MOUNTAIN VIEW, Calif., Oct. 02, 2019 (GLOBE NEWSWIRE) -- IGM Biosciences, Inc. (Nasdaq: IGMS), a biotechnology company focused on creating and developing engineered IgM antibodies for the treatment of cancer patients, today announced that the first patient has been dosed in its Phase 1 clinical trial evaluating IGM-2323, the Company’s CD20 x CD3 bispecific IgM antibody, in patients with relapsed/refractory B cell Non-Hodgkin’s lymphoma (NHL).
This Phase 1 clinical trial represents the first in-human application of IGM Biosciences’ engineered IgM antibody technology. The Phase 1 multi-center, open label trial is intended to assess the safety, pharmacokinetics and preliminary efficacy of intravenous IGM-2323 in patients with relapsed/refractory B cell NHL. IGM-2323 will initially be administered at a planned fixed-dose, as part of a dose escalation protocol.
About IGM Biosciences, Inc.
Headquartered in Mountain View, California, IGM Biosciences is a biotechnology company focused on creating and developing engineered IgM antibodies for the treatment of cancer patients. Since 2010, IGM Biosciences has worked to overcome the manufacturing and protein engineering hurdles that have limited the therapeutic use of IgM antibodies. Through its efforts, IGM Biosciences has created a proprietary IgM technology platform for the development of IgM antibodies for those clinical indications where their inherent properties may provide advantages as compared to IgG antibodies.

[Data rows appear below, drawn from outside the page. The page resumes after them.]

PR #33200, opened 2024-08-26
Correct LLVM target triple detection for Apple Silicon

### LINKED ISSUE #33199: `./mach build` broken on MacOS
I don't know much about mach but I can't currently compile the `main` branch, when running `./mach build` I get the following error:

```
No build type specified so assuming `--dev`.
error: toolchain '1.80.1-aarch64-apple-darwin' does not support target 'unknown-apple-darwin'
note: you can see a list of supported targets with `rustc --print=target-list`
note: if you are adding support for a new target to rustc itself, see https://rustc-dev-guide.rust-lang.org/building/new-target.html
Error running mach:

    ['build']

message.

subprocess.CalledProcessError: Command 'rustup target add unknown-apple-darwin' returned non-zero exit status 1.

  File "/Users/benny/src/servo/python/servo/command_base.py", line 612, in configuration_decorator
           ^^^^^^^^^^^^^^^^^^^^^^^^^^^^^^^^^^^^^^^^
  File "/Users/benny/src/servo/python/servo/build_commands.py", line 80, in build
    self.ensure_bootstrapped()
  File "/Users/benny/src/servo/python/servo/command_base.py", line 807, in ensure_bootstrapped
    check_call(["rustup", "target", "add", self.target.triple()],
  File "/Users/benny/src/servo/python/servo/command_base.py", line 224, in check_call
    raise subprocess.CalledProcessError(status, ' '.join(*args))
```

It seemed to break with b6d5ac0 since the prior commit starts the build process as usual. Or are there new extra steps one needs to do before? Running `./mach build --target aarch64-apple-darwin` also doesn't work, although the error Message differs:

```
Exception: Unknown build target aarch64-apple-darwin

  File "/Users/benny/src/servo/python/servo/command_base.py", line 608, in configuration_decorator
    self.configure_build_target(kwargs)
  File "/Users/benny/src/servo/python/servo/command_base.py", line 678, in configure_build_target
    self.target = BuildTarget.from_triple(target_triple)
                  ^^^^^^^^^^^^^^^^^^^^^^^^^^^^^^^^^^^^^^
  File "/Users/benny/src/servo/python/servo/platform/build_target.py", line 39, in from_triple
    raise Exception(f"Unknown build target {target_triple}")
```

Melchizedek6809:
The LLVM target triple for Apple Silicon was not detected properly.
The Python `platform` module reports the CPU architectures as
`arm64`, but the component in the LLVM triple that Rust uses should
be `aarch64`. 

---

- [X] These changes do not require tests because they are minor changes to the build scripts

### DIFF
--- a/python/servo/platform/__init__.py
+++ b/python/servo/platform/__init__.py
@@ -40,7 +40,7 @@ def host_triple():
         cpu_type = "x86_64"
     elif cpu_type == "arm":
         cpu_type = "arm"
-    elif cpu_type == "aarch64":
+    elif cpu_type in ["aarch64", "arm64"]:
         cpu_type = "aarch64"
     else:
         cpu_type = "unknown"


sagudev:
related? https://github.com/servo/servo/pull/33190

Melchizedek6809:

Cautionary Note Regarding Forward-Looking Statements
This press release contains forward-looking statements within the meaning of The Private Securities Litigation Reform Act of 1995. Forward-looking statements generally relate to future events or IGMBiosciences’ future financial or operating performance. Such forward-looking statements include, but are not limited to, statements regarding the Company’s Phase 1 clinical trial of IGM-2323. Such statements are subject to numerous important factors, risks and uncertainties that may cause actual events or results to differ materially, including but not limited to: IGM Biosciences’ early stages of clinical drug development; uncertainties related to the use of engineered IgM antibodies, which is a novel and unproven therapeutic approach; IGM Biosciences’ ability to advance product candidates into, and successfully complete, clinical trials on the timelines it projects; IGM Biosciences’ ability to adequately demonstrate sufficient safety and efficacy of its product candidates; IGM Biosciences’ ability to enroll patients in its ongoing and future clinical trials; IGM Biosciences’ ability to successfully manufacture and supply its product candidates for clinical trials; IGM Biosciences’ ability to obtain additional capital to finance its operations; uncertainties related to the projections of the size of patient populations suffering from the diseases IGM Biosciences is targeting; IGM Biosciences’ ability to obtain, maintain, and protect its intellectual property rights; developments relating to IGM Biosciences’ competitors and its industry, including competing product candidates and therapies; general economic and market conditions; and other risks and uncertainties, including those more fully described in IGM Biosciences’ filings with the Securities and Exchange Commission (“SEC”), including IGM Biosciences’ prospectus filed pursuant to Rule 424(b) under the Securities Act of 1933, as amended, dated September 17, 2019 and in IGM Biosciences’ future reports to be filed with the SEC. Any forward-looking statements contained in this press release speak only as of the date hereof, and IGM Biosciences specifically disclaims any obligation to update any forward-looking statement, except as required by law.